JAVIER VÁZQUEZ — CUENTOS PERDIDOS

JAVIER VÁZQUEZ — CUENTOS PERDIDOS

INAUGURACIÓN JUEVES 12 MARZO 2020, 20.00H.

Exposición del 12 de marzo al 25 de junio

Como si fueran los párrafos desperdigados de un relato de Cortázar, los dibujos de Javier Vázquez contienen toda la fuerza de los secretos. Sobre sus líneas, afiladas y duras, podrían retar al miedo los funambulistas, y también lanzarnos algunas preguntas a nosotros, que volvemos siempre a mirarlos con la confianza de completar las partes que faltan de la narración. ¡Pobres ilusos!

En las hojas de sus cuadernos hay personajes a los que uno cree haber visto en más de una ocasión, tal vez en el metro o en la tienda de ultramarinos, e incluso en el garito que nadie sabe que frecuentamos cuando nos ponemos tristes. Desde el papel a veces nos guiñan el ojo, nos cuentan una gracieta o nos susurran una obscenidad. Nunca sabemos si se están riendo de nosotros o nos miran con ternura, pero cualquier cosa que hagan o vayan a hacer estos misteriosos seres resulta tan ininteligible como hermosa, igual que es hermoso un amanecer con el que nos topamos por sorpresa en un sitio vulgar.  
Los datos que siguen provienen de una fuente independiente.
PR #527, opened 2026-05-29
feat: [tool] Stop leaking duplicate agentic-allow permission rules in agenticChat (#518)

### LINKED ISSUE #518: [tool] Stop leaking duplicate agentic-allow permission rules in agenticChat
## What

Stop leaking duplicate permission rules each time `agenticChat()` is invoked. Today `src/core/agenticChat.ts:296-314` calls `permissionManager.addRule({ id: 'agentic-allow-write', ... })` and `addRule({ id: 'agentic-allow-execute', ... })` on every entry, but `addRule` (`src/permission/index.ts:353-357`) blindly pushes onto `this.rules` with no de-duplication. After N calls there are N copies of each rule.

## Why

In a long-running TUI session, the user can invoke the agent loop dozens of times (every `/agent`, `/goal` turn, every implicit auto-route to agentic mode). Each invocation re-adds the two `priority: 200` allow rules, so the rule list grows unbounded. The functional effect is currently benign (the rules are idempotent allow-rules, so duplicates evaluate the same), but:

- Memory and per-action evaluation cost grows linearly with session length.
- Any future debug surface (`getRules()`, `/permissions list`, telemetry) shows an ever-growing list.
- It traps a future maintainer who *changes* the allow rules: the old copies remain in the list and `sortRules` keeps them ahead of the new one if their `priority` ties resolve in their favor.

This is a small, contained bug. The minimal fix is local to `agenticChat`.

## How

There are two acceptable fixes; pick option **A** (local, minimal blast radius). Option B is sketched only as a follow-up reference — do **not** implement it in this issue.

### Option A — local idempotence in `agenticChat.ts` (do this)

In `src/core/agenticChat.ts`, just before the two `permissionManager.addRule(...)` calls (lines 296 and 307), remove any prior rule with the same id:

```ts
// Remove any prior copies left over from an earlier agenticChat() invocation in
// the same process (e.g. long-running TUI sessions). addRule() does not de-dup
// by id; rebuilding the rule each call keeps the list bounded.
permissionManager.removeRule('agentic-allow-write');
permissionManager.addRule({
  id: 'agentic-allow-write',
  // ...existing fields...
});

permissionManager.removeRule('agentic-allow-execute');
permissionManager.addRule({
  id: 'agentic-allow-execute',
  // ...existing fields...
});
```

`removeRule(id)` already exists (`src/permission/index.ts:362-369`), is a no-op if the id is absent, and returns `boolean` (you can ignore the return value).

### Option B — make `addRule` upsert by id (DO NOT do here, follow-up if maintainer asks)

Tightening `addRule` to remove existing same-id rules before pushing would also fix this and any other callers that hit the same trap. It changes shared behavior, so it belongs in its own PR with its own test sweep. Do not bundle it into this issue.

### Tests

Add `tests/core/agenticChat.permissionLeak.test.ts`:

- Mock the providers (`vi.mock('../../src/providers/index.js', ...)`) and tools (`vi.mock('../../src/tool/registry.js', ...)`) so `agenticChat` can run without network.
- Mock the LLM `complete` to return a single text response (no tool calls), so the loop terminates after one iteration.
- Call `agenticChat('hi', { workdir })` three times in sequence.
- Import `getPermissionManager` from `src/permission/index.js`. After all three calls, assert:
  ```ts
  const rules = getPermissionManager().getRules();
  expect(rules.filter((r) => r.id === 'agentic-allow-write')).toHaveLength(1);
  expect(rules.filter((r) => r.id === 'agentic-allow-execute')).toHaveLength(1);
  ```

Also add a `beforeEach` that resets the permission manager state. If `getPermissionManager()` returns a singleton, expose a small reset helper or remove the two ids manually in `beforeEach`/`afterEach` to keep the test isolated.

## Files to modify / create

- `src/core/agenticChat.ts` — two `removeRule(...)` calls inserted at lines ~295 and ~306 (before each existing `addRule`).
- `tests/core/agenticChat.permissionLeak.test.ts` — new file.

## Done when

- [ ] Calling `agenticChat()` multiple times in the same process leaves at most one copy of each `agentic-allow-*` rule.
- [ ] New test asserts the de-dup invariant after three sequential calls.
- [ ] No other call site of `addRule` is changed in this PR.
- [ ] `npm run lint && npm run typecheck && npm test && npm run build` all green.

ausard:
## Summary

Automated implementation of #518 by **Kilo CLI** using SAP AI Core.

## Checks ✅

All checks pass

- ✅ typecheck
- ✅ lint
- ✅ format
- ✅ build
- ✅ tests

## Changes

- **Files changed**: 2
- **Branch**: `auto/518-tool-stop-leaking-duplicate-agentic-allow-permissi`

## Review Checklist

---
Implemented by [Kilo CLI](https://kilo.ai) with SAP AI Core · Closes #518

### DIFF
--- a/src/core/agenticChat.ts
+++ b/src/core/agenticChat.ts
@@ -300,7 +300,11 @@ export async function agenticChat(
   permissionManager.setAllowExternalDirectories(true);
 
   // Add explicit allow rule for writes in workdir (higher priority than default ask-write)
-  // This enables autonomous file operations without interactive prompts
+  // This enables autonomous file operations without interactive prompts.
+  // Remove any prior copies left over from an earlier agenticChat() invocation in
+  // the same process (e.g. long-running TUI sessions). addRule() does not de-dup
+  // by id; rebuilding the rule each call keeps the list bounded.
+  permissionManager.removeRule('agentic-allow-write');
   permissionManager.addRule({
     id: 'agentic-allow-write',
     name: 'Agentic Write Allow',
@@ -312,6 +316,7 @@ export async function agenticChat(
   });
 
   // Also allow execute for agentic operations (build, test, etc.)
+  permissionManager.removeRule('agentic-allow-execute');
   permissionManager.addRule({
     id: 'agentic-allow-execute',
     name: 'Agentic Execute Allow',
--- a/tests/core/agenticChat.permissionLeak.test.ts
+++ b/tests/core/agenticChat.permissionLeak.test.ts
@@ -1,0 +1,109 @@
+/**
+ * Regression test for issue #518: agenticChat() must not leak duplicate
+ * 'agentic-allow-write' / 'agentic-allow-execute' permission rules across
+ * invocations within the same process (long-running TUI sessions).
+ *
+ * addRule() does not de-dup by id; agenticChat() now calls removeRule() for
+ * each id before re-registering, so the rule list stays bounded.
+ */
+
+import { describe, it, expect, vi, beforeEach, afterEach } from 'vitest';
+import type { CompletionResult } from '../../src/providers/sapOrchestration.js';
+
+// Memory + session context modules (dynamic imports inside agenticChat)
+vi.mock('../../src/core/memory.js', () => ({
+  getMemoryManager: vi.fn(() => ({
+    getContextString: vi.fn().mockReturnValue(''),
+  })),
+}));
+
+vi.mock('../../src/core/sessionContext.js', () => ({
+  getSessionContextString: vi.fn().mockReturnValue(''),
+}));
+
+// Providers — return a single text response so the loop terminates after one
+// iteration with no tool calls.
+vi.mock('../../src/providers/index.js', () => ({
+  getProviderForModel: vi.fn(),
+  getProviderForModelWithFallback: vi.fn(),
+  getDefaultModel: vi.fn(() => 'gpt-4o'),
+}));
+
+// Router (not exercised, but agenticChat imports it eagerly).
+vi.mock('../../src/core/router.js', () => ({
+  routePrompt: vi.fn(() => ({
+    modelId: 'gpt-4o',
+    reason: 'test routing',
+    confidence: 0.9,
+  })),
+}));
+
+vi.mock('../../src/core/costTracker.js', () => ({
+  getCostTracker: vi.fn(() => ({
+    recordUsage: vi.fn(),
+  })),
+}));
+
+// Tool registry — empty list, so no tool schemas are sent.
+const mockToolRegistry = {
+  list: vi.fn(() => []),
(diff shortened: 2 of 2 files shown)


ausard:
## Code Review — PR #527 (closes #518)

### Summary
Fix is minimal, correctly scoped, and matches the issue's prescribed Option A. Two `permissionManager.removeRule(...)` calls are inserted before each `addRule(...)` for `agentic-allow-write` and `agentic-allow-execute` in `src/core/agenticChat.ts:307,319`, plus a new regression test at `tests/core/agenticChat.permissionLeak.test.ts`.

### Checklist

- [x] **TypeScript strict mode / no `any`** — diff introduces no `any`. Test uses `as never` only for provider mock injection (acceptable, common pattern in this repo's tests).
- [x] **`.js` import extensions** — all local imports in the new test file (`../../src/providers/sapOrchestration.js`, `../../src/core/memory.js`, `../../src/core/agenticChat.js`, etc.) end in `.js`.
- [x] **Return types** — no new functions; only inline statements added.
- [x] **Error handling / Result pattern** — N/A; `removeRule` returns `boolean` and the comment in the issue explicitly says the return value can be ignored.
- [x] **Dead code / TODOs** — none. Existing comment block was expanded with rationale referencing the bug.
- [x] **Tests** — new test calls `agenticChat()` three times and asserts each rule id appears exactly once via `getPermissionManager().getRules()`. Includes proper `beforeEach`/`afterEach` cleanup of the singleton state. Verified passing locally.
- [x] **Security** — no secrets, eval, or prototype access. Behavior is strictly idempotent rule re-registration; no privilege widening.
- [x] **Performance** — fix removes O(N) growth of the rule list across long-running TUI sessions; `removeRule` is a single linear scan, called twice per `agenticChat()` invocation. Net win, not a regression.

### Conformance to issue #518

- [x] Local-only fix in `agenticChat.ts` (Option A); did not touch `addRule` semantics (Option B explicitly deferred).
- [x] No other call site of `addRule` modified.
- [x] Test file path, mocks, and assertions match the issue spec.
- [x] `lint`, `typecheck`, `format`, `build`, `test` all green per CI status.

- The test mocks `getProviderForModelWithFallback` and `getProviderForModel` defensively. The fallback path is the one actually exercised by `agenticChat`, so `getProviderForModel` mock is not strictly necessary, but harmless.
- `process.cwd()` is used as `workdir` in the test. Since the new permission rule path globs include `${workdir}/**`, that's fine for an isolated test that never executes a write — but if future expansion of this test triggers actual writes, prefer `fs.mkdtemp` per the repo testing convention noted in `AGENTS.md`.

### Verdict
**LGTM.** Targeted bug fix, tight blast radius, regression test in place, all checks green. No fixes required.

Javier Vázquez pertenece a una genealogía de artistas que transmiten el pálpito de la vida en cada movimiento del lápiz, y da lo mismo que dibuje un taburete que un cantante de jazz. En su obra está la pulsión de Egon Schiele, el humor de Otto Dix, la irreverencia de Goya. Ha ilustrado cuentos para niños en Barco de Vapor y cuentos para adultos en Madriz, pero lo que recorre toda la obra del autor es una verdad incómoda, la de que ninguno de nosotros podrá nunca reconstruir el relato del que sus ilustraciones son un puñado de párrafos sueltos y en desorden.

Por todo lo anterior, cuando nos referimos a Javier Vázquez, más que hablar de ilustración -es decir de dar luz al entendimiento-, podríamos hablar de ocultación -dejar en el misterio-. A mi entender es mucho más interesante, puesto que cada uno de sus dibujos es un secreto, un enigma, que nos permite tener fe en algo -cada uno sabrá en qué-. Y esto sólo lo consiguen los grandes artistas, los auténticos creadores, cuya obra siempre volvemos a mirar ojipláticos.